═══ MATERIAL SHOWN

PR #3598, opened 2025-06-16
⚔️ Fix bf16 fp16 config conflict issue

yao-matrix:
w/ this PR https://github.com/huggingface/trl/pull/3515, it by default set `bf16` set to True regardless what `fp16` setting is. In case where user set `fp16` explicitly to `True`(as in ut case here https://github.com/huggingface/trl/blob/main/tests/slow/test_dpo_slow.py#L132), there will be error message "At most one of fp16 and bf16 can be True, but not both".

Fixing this issue by setting `bf16` to True only when `fp16` is False and `bf16` is not set.

@qgallouedec , pls help review, thx.

### DIFF
--- a/trl/trainer/bco_config.py
+++ b/trl/trainer/bco_config.py
@@ -199,3 +199,8 @@ class BCOConfig(TrainingArguments):
         default=10.0,
         metadata={"help": "Maximum value of the density ratio. The estimated density ratio is clamped to this value."},
     )
+
+    def __post_init__(self):
+        self.bf16 = not (self.fp16) if self.bf16 is None else self.bf16
+
+        super().__post_init__()
--- a/trl/trainer/cpo_config.py
+++ b/trl/trainer/cpo_config.py
@@ -187,7 +187,6 @@ class CPOConfig(TrainingArguments):
     )
 
     def __post_init__(self):
-        if self.bf16 is None:
-            self.bf16 = True if not self.fp16 else False
+        self.bf16 = not (self.fp16) if self.bf16 is None else self.bf16
 
         super().__post_init__()
--- a/trl/trainer/dpo_config.py
+++ b/trl/trainer/dpo_config.py
@@ -438,7 +438,6 @@ class DPOConfig(TrainingArguments):
     )
 
     def __post_init__(self):
-        if self.bf16 is None:
-            self.bf16 = True if not self.fp16 else False
+        self.bf16 = not (self.fp16) if self.bf16 is None else self.bf16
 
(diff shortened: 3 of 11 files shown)


trl/trainer/bco_config.py
```diff
@@ -202,3 +202,9 @@ class BCOConfig(TrainingArguments):
         default=10.0,
         metadata={"help": "Maximum value of the density ratio. The estimated density ratio is clamped to this value."},
     )
+
+    def __post_init__(self):
+        if self.bf16 is None:
+            self.bf16 = True if not self.fp16 else False
+
```
yao-matrix, line 205: when `bf16` is set, directly pass to `TrainingArguments` `post_init_` to do argument validation and setting.
when `bf16` is not set, if `fp16` is `True`, set `bf16` to `False`, else to `True`

qgallouedec:
Yes thank you, this PR makes sense. By the way, that's why slow tests fail on main.

The only thing that bothers me is that None by default isn't very informative, maybe even misleading. For the moment, I don't really see an alternative.

yao-matrix:
> Yes thank you, this PR makes sense. By the way, that's why slow tests fail on main.
> 
> The only thing that bothers me is that None by default isn't very informative, maybe even misleading. For the moment, I don't really see an alternative.

@qgallouedec Yes, since it's a `post_init_`, and we need to know whether the `bf16` is set explicitly by users or just a automatic default, so the best way i can figure to set it as optional w/ default None. Yes, it's not informative, maybe we can enhance docstring to improve that?

Like    "Whether to use bf16 (mixed) precision instead of 32-bit. Requires Ampere or higher NVIDIA "
          "architecture or Intel XPU or using CPU (use_cpu) or Ascend NPU. **If user doesn't set it explicitly and `fp16` not set to True, we default set `bf16` to True.** This is an experimental API and it may change."

WDYT?

qgallouedec:
> Yes, it's not informative, maybe we can enhance docstring to improve that?

Yes, I think that's the best way to go at this stage. I'm fine with what you suggested, just delete this

> This is an experimental API and it may change.

trl/trainer/bco_config.py
qgallouedec: I think it's equivalent to this?

```python
self.bf16 = not(self.fp16) if self.bf16 is None else self.bf16
```

qgallouedec:
I just realized that I asked you to remove something that was already in the doc. But still, can you remove it? I think bf16 is stable enough now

══════

WHAT IS EXPECTED: Go through the entries above and copy each line holding the string "explicitly".

OUTPUT:
w/ this PR https://github.com/huggingface/trl/pull/3515, it by default set `bf16` set to True regardless what `fp16` setting is. In case where user set `fp16` explicitly to `True`(as in ut case here https://github.com/huggingface/trl/blob/main/tests/slow/test_dpo_slow.py#L132), there will be error message "At most one of fp16 and bf16 can be True, but not both".
@qgallouedec Yes, since it's a `post_init_`, and we need to know whether the `bf16` is set explicitly by users or just a automatic default, so the best way i can figure to set it as optional w/ default None. Yes, it's not informative, maybe we can enhance docstring to improve that?
          "architecture or Intel XPU or using CPU (use_cpu) or Ascend NPU. **If user doesn't set it explicitly and `fp16` not set to True, we default set `bf16` to True.** This is an experimental API and it may change."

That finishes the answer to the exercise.